When you first create a new Ubuntu server, you should perform some important configuration steps that will increase the security and usability of your server and give you a good foundation usage of your system. In this tutorial we will focus on initial server setup for Ubuntu 22.04.
Initial Server Setup for Ubuntu 22.04
Step 1 — Creating a New User
When you first access your Ubuntu 22.04 server after installation, you will do so as root user. The root user is the administrative user in a Linux environment with elevated privileges. Because of that, users are discouraged from using it regularly.
To avoid destroying your Ubuntu system intentionally or worse, by accident we will be setting up a new user account with reduced privileges for every-day use, and increased privileges on a need-be basis.
Once you log in as
root, you can add the new user account. In our examples going forward we will create a new user called ben. You can use a username that is more appropriate to you:
# adduser ben
Follow the prompts presented to your and remember to set a strong password. The information requested in the prompts are optional and can be skipped by simply pressing Enter.
Step 2 — Grant Administrative Privileges
The new user account (ben) is now available with regular account privileges. More often than not you will sometimes need to perform administrative tasks as the root user. It will be cumbersome to keep logging out of the current user to log in as root when the situation arises.
Ubuntu provides a more elegant way with superuser or root privileges for your user’s regular account. These privileges will allow your normal user to run commands with administrative privileges by prepending the word
sudo before the command.
There is a sudo system group that facilitates this feature. By default on Ubuntu 22.04, users who are members of the sudo group are allowed to use the sudo command.

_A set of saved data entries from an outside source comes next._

PR #1951, opened 2023-10-25
Fix v1 config error propagation

fibonacci1729:
When updating to `variables` I implemented the `spin_world::v1::config::Host` trait in terms of the `variables::Host` implementation. However (and i'm not sure how/why) the `variables::Error` (defined in `variables.wit`) was being propagated back to the ABI and causing a panic deep in the bowels of something. In any case, i decided to simply remap`variables::Error` to a variant in `spin_world::v1::config::Error` which appears to correct the issue.

### DIFF
--- a/crates/variables/src/host_component.rs
+++ b/crates/variables/src/host_component.rs
@@ -96,7 +96,14 @@ impl spin_world::v1::config::Host for ComponentVariables {
         &mut self,
         key: String,
     ) -> Result<Result<String, spin_world::v1::config::Error>> {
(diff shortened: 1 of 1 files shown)


itowlson (approved):
Thanks!  Worth testing with the redirect component if you've not already done so?

fibonacci1729:
@itowlson have done so and no error so seemingly fallback kicks in as expected.

itowlson:
@fibonacci1729 merged this because Karthik's bartholomew build hit it too, hope that's okay

PR #1953, opened 2023-10-26
Support v1 syntax for spin new and spin add

itowlson:
By popular demand, we changed the `spin new/add` syntax in Spin 2 to `spin new [NAME] [-t TEMPLATE]`.

The trouble is we have a _lot_ of content out there, such as videos and blogs, which walks people through using the v1 syntax, and would be extremely expensive to remake.

This PR introduces an ugly hack by which if a user uses the old syntax, `spin new TEMPLATE NAME`, then we spot that there are two positional args and interpret them accordingly.  This does leave us in the ugly position that in `spin new foo` foo is the app name and in `spin new foo bar` foo is the template name but I don't know how to resolve that.  It is going to be a vexing experience for people who forget the `-t` because the error will be not guide them to "missing flag".

The behaviour now is:

```
# V1 syntax, creates a Rust app named tnpos
ivan@hecate:~/testing/tpltest$ spin new http-rust tnpos
Description:
HTTP path: /...

# Treated as V2 syntax, prompts for template, warns in case they meant V1 syntax
ivan@hecate:~/testing/tpltest$ spin new http-rust
This will create an app called http-rust. If you meant to use the http-rust template, write '-t http-rust'.

# Treated as V2 syntax, prompts for template
ivan@hecate:~/testing/tpltest$ spin new myapp

# V2 syntax, prompts for name
ivan@hecate:~/testing/tpltest$ spin new -t http-rust
Enter a name for your new application: fie
Description:
HTTP path: /...

# V2 syntax, creates Rust app called ntarg
ivan@hecate:~/testing/tpltest$ spin new ntarg -t http-rust
Description:
HTTP path: /...

# Treated as V1 syntax because two positional parameters, but fails
ivan@hecate:~/testing/tpltest$ spin new myapp http-rust
Error: No templates matched 'myapp'

# Bad syntax, berates user
ivan@hecate:~/testing/tpltest$ spin new myapp http-rust -t http-rust
Error: Cannot supply both positional and named template id
```


mikkelhegn (approved):
LGTM

rylev:
Can we add some warnings so that people are educated about the new syntax? Preferably this will allow us to eventually remove this hack.

itowlson:
@rylev added

```
$ spin new http-rust biscuits
Using Spin 1 command syntax. The recommended syntax in Spin 2 is 'spin new biscuits -t http-rust'
```

PR #1955, opened 2023-10-26
add global value convertor for mysql and sqlite go sdk 

Patrick0308:
If statement didn't implement ColumnConverter interface, go's db driver will use driver.DefaultParameterConverter to covert value, such as coverting int to int64.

As root, run this command to add your new user to the
# usermod -aG sudo ben
From now on, When logged in as ben you can execute commands that require superuser privileges using the word sudo.
Step 3 — Set up a Firewall
In Ubuntu 22.04 servers you can use the UFW firewall to restrict connections to certain services through specific ports and IPs. UFW is ideal for setting up a basic firewall rules.
Some applications installed via apt register their profiles with UFW. These profiles allow UFW to manage these applications by name rather than specifying the default ports.
You can examine the list of installed UFW profiles by typing:
# ufw app list
Output Available applications: OpenSSH
Here you can see that OpenSSH, the service that allows you to connect to your server using
ssh has a profile registered with UFW. You will need to make sure that the firewall allows SSH connections so that you can log into your server next time from a remote terminal. Allow these connections by typing:
# ufw allow OpenSSH
Now, you can enable the firewall:
# ufw enable
You can now view which connections are allowed through your firewall by typing:
# ufw status
Output Status: active To Action From -- ------ ---- OpenSSH ALLOW Anywhere OpenSSH (v6) ALLOW Anywhere (v6)
The output shows that the firewall is currently blocking all connections except for SSH through IPv4 and IPv6 addresses. When you install and configure other applications and services, you will need to repeat the same to adjust the firewall settings to allow the required traffic to your server targeting those services.
Step 4 — Confirm External Access for Your Regular User
You may want to open a new terminal before signing out of root in case there is some misconfiguration you can fix things before proceeding.
SSH access for your new user depends on whether your server’s root account uses a password or SSH keys for authentication. This would have been set up during server installation.
When root Account Uses Password Authentication
If you logged in to your root account using a password then password authentication is already enabled for SSH. With your new regular user, you can SSH to your new user account in the new terminal session using this command:
$ ssh ben@your_server_ip
Once logged in you can test the elevated administrative privileges using the following syntax,
$ sudo command for example:
$ sudo apt update
You will be prompted for your regular user’s password when using
sudo for the first time each session and periodically afterward when you have been idle for some time.
To enhance your server’s security, we strongly recommend setting up SSH keys instead of using password authentication.
When root Account Uses SSH Key Authentication
If you logged in to your root account using SSH keys, then password authentication is disabled for SSH. In that case the regular user will have to log in with an SSH key. You can do this by adding a copy of your local public key to your new user’s
This public key can be found in the root account’s
~/.ssh/authorized_keys file on the server. All you need to do is copy that file to the regular user’s home directory maintaining the directory structure, ownership, and permissions with one command using
# rsync --archive --chown=ben:ben ~/.ssh /home/ben
You may now open a new terminal session and log in using without a password:
$ ssh ben@your_server_ip
Keep in mind that you will be prompted for the regular user’s password when escalating privilges using sudo.
This is the initial server setup for Ubuntu 22.04 to lay as a foundation for making the best out of your server.
sudo privileges allows you to install other services and application as well as update and upgrade your system from the regular user account.